_What needs to be done_
Lines containing the word "cannot" in the data below: say how many, with no other text.

_Records shown_

Issue #2779, opened 2020-07-01
Remove `--stellar-core-db-url ` requirement when webserver is not running


bartekn:
`--stellar-core-db-url ` is still required in `txsub` to submit transactions but we don't need it when not running a webserver (ex. in reingestion context). We should allow empty values when webserver is not running.

_Originally posted by @bartekn in https://github.com/stellar/go/pull/2759#issuecomment-652684961_

bartekn:
Fixed in #2780.

PR #2780, opened 2020-07-02
services/horizon: Relax requirement on Core URL flags

2opremio:
They shouldn't be required when captive core is used

<details>
  
### PR Structure

  otherwise).
* [ x This PR's title starts with name of package that is most changed in the PR, ex.
  packages.

### Thoroughness

### Release planning

</details>

### What

Only require `--stellar-core-db-url` and `--stellar-core-url` explicitly when they are really needed.

Fixes https://github.com/stellar/go/issues/2779

### Why

An external Core instance is not required when using Captive Core, imposing artificial restrictions

### Known limitations

The message printed out won't be identical to the one printed by Cobra.

### DIFF
--- a/services/horizon/cmd/db.go
+++ b/services/horizon/cmd/db.go
@@ -204,26 +204,30 @@ var dbReingestRangeCmd = &cobra.Command{
 
 		initRootConfig()
 
-		coreSession, err := db.Open("postgres", config.StellarCoreDatabaseURL)
-		if err != nil {
-			log.Fatalf("cannot open Core DB: %v", err)
-		}
-
 		horizonSession, err := db.Open("postgres", config.DatabaseURL)
 		if err != nil {
 			log.Fatalf("cannot open Horizon DB: %v", err)
 		}
 
 		ingestConfig := expingest.Config{
-			CoreSession:                coreSession,
 			NetworkPassphrase:          config.NetworkPassphrase,
 			HistorySession:             horizonSession,
 			HistoryArchiveURL:          config.HistoryArchiveURLs[0],
 			MaxReingestRetries:         int(retries),
 			ReingesRetryBackoffSeconds: int(retryBackoffSeconds),
 		}
+
 		if config.EnableCaptiveCoreIngestion {
 			ingestConfig.StellarCorePath = config.StellarCoreBinaryPath
+		} else {
+			if config.StellarCoreDatabaseURL == "" {
+				log.Fatalf("flag --%s cannot be empty", stellarCoreDBURLFlagName)
+			}
+			coreSession, err := db.Open("postgres", config.StellarCoreDatabaseURL)
+			if err != nil {
+				log.Fatalf("cannot open Core DB: %v", err)
+			}
+			ingestConfig.CoreSession = coreSession
 		}
 
 		if parallelWorkers < 2 {
--- a/services/horizon/cmd/db.go
+++ b/services/horizon/cmd/db.go
@@ -223,9 +223,9 @@ var dbReingestRangeCmd = &cobra.Command{
 			if config.StellarCoreDatabaseURL == "" {
 				log.Fatalf("flag --%s cannot be empty", stellarCoreDBURLFlagName)
 			}
-			coreSession, err := db.Open("postgres", config.StellarCoreDatabaseURL)
-			if err != nil {
-				log.Fatalf("cannot open Core DB: %v", err)
+			coreSession, dbErr := db.Open("postgres", config.StellarCoreDatabaseURL)
+			if dbErr != nil {
+				log.Fatalf("cannot open Core DB: %v", dbErr)
 			}
 			ingestConfig.CoreSession = coreSession
 		}
--- a/services/horizon/cmd/ingest.go
+++ b/services/horizon/cmd/ingest.go
@@ -24,7 +24,7 @@ var ingestVerifyFrom, ingestVerifyTo, ingestVerifyDebugServerPort uint32
 var ingestVerifyState bool
 
 var ingestVerifyRangeCmdOpts = []*support.ConfigOption{
-	&support.ConfigOption{
+	{
 		Name:        "from",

_Exercise answer_
7